- Location of Kingvale in Nevada County and Placer County, California.
- Kingvale, California Location in California
- Coordinates: 39°19′13″N 120°26′19″W﻿ / ﻿39.32028°N 120.43861°W
- Country: United States
- State: California
- Counties: Nevada, Placer

Area
- • Total: 0.970 sq mi (2.512 km^{2})
- • Land: 0.961 sq mi (2.490 km^{2})
- • Water: 0.0085 sq mi (0.022 km^{2}) 0.88%
- Elevation: 6,106 ft (1,861 m)

Population (2020)
- • Total: 128
- • Density: 133/sq mi (51.4/km^{2})
- Time zone: UTC-8 (Pacific (PST))
- • Summer (DST): UTC-7 (PDT)
- FIPS code: 06-38604
- GNIS feature ID: 2628744

= Kingvale, California =

Kingvale is a census-designated place (CDP) in Placer County and Nevada County, California, United States. The CDP straddles the border of the two counties, with Nevada County to the north and Placer County to the south. It is located near Soda Springs, 5.5 mi west of Donner Pass. Kingvale was listed on an official map as of 1955. The population was 128 at the 2020 census.

==Geography==
According to the United States Census Bureau, the CDP covers an area of 1.0 square miles (2.5 km^{2}), 99.12% of it land, and 0.88% of it water.

==Demographics==

Kingvale first appeared as a census designated place in the 2010 U.S. census.

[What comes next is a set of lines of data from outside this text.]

PR #3672, opened 2026-09-09
Replace sleep with gcond

adnanel:
We are currently seeing dropped/delayed calls because SIP registration takes long. We are trying to host thousands of calls per janus instance. 

On janus, request messages are processed sequentially on a single thread, and if the action being processed is register, there is a sleep 100ms that blocks this thread. If this happens often (which it does, in our testing), it causes dramatic slowdowns that accumulate as messages queue up.

A first band aid fix of replacing 100ms with 1ms fixed it dramatically, but i went for a cleaner approach if im already touching this.

Instead of sleeping, im adding a gcond and simply waiting for it to be fulfilled with the same 2 second timeout.

Of course this isnt ideal either, the real proper fix would be to perform this async, but that would be quite a refactor :)

### DIFF
--- a/src/plugins/janus_sip.c
+++ b/src/plugins/janus_sip.c
@@ -1364,8 +1364,8 @@ typedef struct janus_sip_session {
 	gboolean helper;		/* Whether this session is a helper or not */
 	GList *helpers;			/* The helper sessions, if this is the "master" */
 	janus_mutex mutex;
-	GMutex stack_mutex;			/* Protects the Sofia stack readiness signaling below */
-	GCond stack_cond;			/* Signaled by the Sofia thread once the NUA stack (s_nua) is ready */
+	janus_mutex stack_mutex;		/* Protects the Sofia stack readiness signaling below */
+	janus_condition stack_cond;		/* Signaled by the Sofia thread once the NUA stack (s_nua) is ready */
 	char *hangup_reason_header;
 	char *hangup_reason_header_protocol;
 	char *hangup_reason_header_cause;
@@ -1461,8 +1461,8 @@ static void janus_sip_session_free(const janus_refcount *session_ref) {
 		g_free(session->stack);
 		session->stack = NULL;
 	}
-	g_cond_clear(&session->stack_cond);
-	g_mutex_clear(&session->stack_mutex);
+	janus_condition_destroy(&session->stack_cond);
+	janus_mutex_destroy(&session->stack_mutex);
 	if(session->account.proxy) {
 		g_free(session->account.proxy);
 		session->account.proxy = NULL;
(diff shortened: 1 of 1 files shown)


lminiero:
The problem is not SIP registrations, but the time to create the SIP stack in its dedicated thread. I guess one way to get around that would be to pre-create it when the SIP handle is created, so in the "create_session" callback, but at that point we still don't know the registration/contact info, so it's a no-go. Another possible alternative could be using a single SIP stack for all sessions (which was part of my effort in the "SIP trunking" branch), but that would require quite some work. As such, I think your condition based mechanism is probably the way to go.

adnanel:
I tested this with a few test runs. My stress test is fragile but i managed to measure 10 registrations per second on master, and 89.3 registrations per second on this branch.

I'd consider this ready for review.

adnanel:
Ok i spent the evening writing a better stress test to ensure this is now fast enough for our load. I can't share the code as it wraps around our API and only indirectly causes registrations on janus.

We consider a registration successful if we receive registered in 2 seconds after sending register.


Before / master:
```
20 reg/sec -> 100% success rate, throughput is 9.8 reg/sec
50 reg/sec -> 51% success rate, throughput is 8.3 reg/sec
100 reg/sec -> 8% success rate, throughput is 2.8 reg/sec
200 reg/sec -> 0% success rate
```

After my fix:
```
20 reg/sec -> 100% success rate, throughput is 10.4 reg/sec
50 reg/sec -> 100% success rate, throughput is 46.9 reg/sec
100 reg/sec -> 84% success rate, throughput is 32.3 reg/sec
200 reg/sec -> 81% success rate, throughput is 47.0 reg/sec
```

Keep in mind that this is a single dev instance of janus with very little resources, but the comparison is what matters. 

It's not ideal, i'd rather measure time between register and registering, as that's essentially the time between enqueuing and dequeuing the message, but it is what it is.

lminiero:
It's still 10x better, so that's definitely something! I'd only check if using conditions can cause issues if, e.g., the handle is destroyed while the thread is being started. In theory it shouldn't considering the reference counters, but it may be worth making sure. In case that ends up working fine, no objection from me to merge (I'd take care of backporting it to `0.x`, which should be trivial enough).

adnanel:
Yes looking at the code the only place where the mutexes are destroyed is janus_sip_session_free, which hits only when refcount hits zero, and the handler holds the ref the entire time. This is the main reason why I avoided refactoring the flow to be async, as I didn't want to leave the existing controller scope / object ownership.

Another "proof" is that we've been running this on a few prod machines for the past ~24 hours and I haven't been woken up yet, with couple hundred registrations per second at peak currently. We're hoping to get 10x traffic on these instances in the coming days, so if you know of a better way to test this let me know, as far as my know-how goes this seems fine.

lminiero:
I think testing the way you are is great! As it gives us feedback from practical and realistic scenarios. In case you don't notice anything broken by Monday, let me know and I'll merge :pray:

adnanel:
So my snapshot has been running on 2 prod machines since monday morning / sunday night, and we processed almost 2.5 million calls via these janus instances. Here is the graph of registrations per second per janus instance:

The hw config of these instance is pretty modest, 8GB RAM and 8 vcpus.

_Ignore the dip to zero in the first day, metric scraping failed for a moment. Also note that the bars are stacking, i.e. the total is ~45 reg/sec max_

image

No crashes yet, so I'd consider this good enough :D

lminiero:
Thanks for the tests and feedback! Ok to merge for me :pray:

The 2020 United States census reported that Kingvale had a population of 128. The population density was 133.1 PD/sqmi. The racial makeup of Kingvale was 122 (95.3%) White, 0 (0.0%) African American, 0 (0.0%) Native American, 1 (0.8%) Asian, 0 (0.0%) Pacific Islander, 0 (0.0%) from other races, and 5 (3.9%) from two or more races. Hispanic or Latino of any race were 2 persons (1.6%).

The whole population lived in households. There were 67 households, out of which 8 (11.9%) had children under the age of 18 living in them, 24 (35.8%) were married-couple households, 7 (10.4%) were cohabiting couple households, 8 (11.9%) had a female householder with no partner present, and 28 (41.8%) had a male householder with no partner present. 22 households (32.8%) were one person, and 9 (13.4%) were one person aged 65 or older. The average household size was 1.91. There were 32 families (47.8% of all households).

The age distribution was 23 people (18.0%) under the age of 18, 5 people (3.9%) aged 18 to 24, 33 people (25.8%) aged 25 to 44, 45 people (35.2%) aged 45 to 64, and 22 people (17.2%) who were 65 years of age or older. The median age was 48.0 years. There were 77 males and 51 females.

There were 314 housing units at an average density of 326.4 /mi2, of which 67 (21.3%) were occupied. Of these, 39 (58.2%) were owner-occupied, and 28 (41.8%) were occupied by renters.

Historical population
| Census | Pop. | Note | %± |
| 2010 | 143 |  | — |
| 2020 | 128 |  | −10.5% |
U.S. Decennial Census 2000 2010

==Education==
It is in the Tahoe-Truckee Unified School District.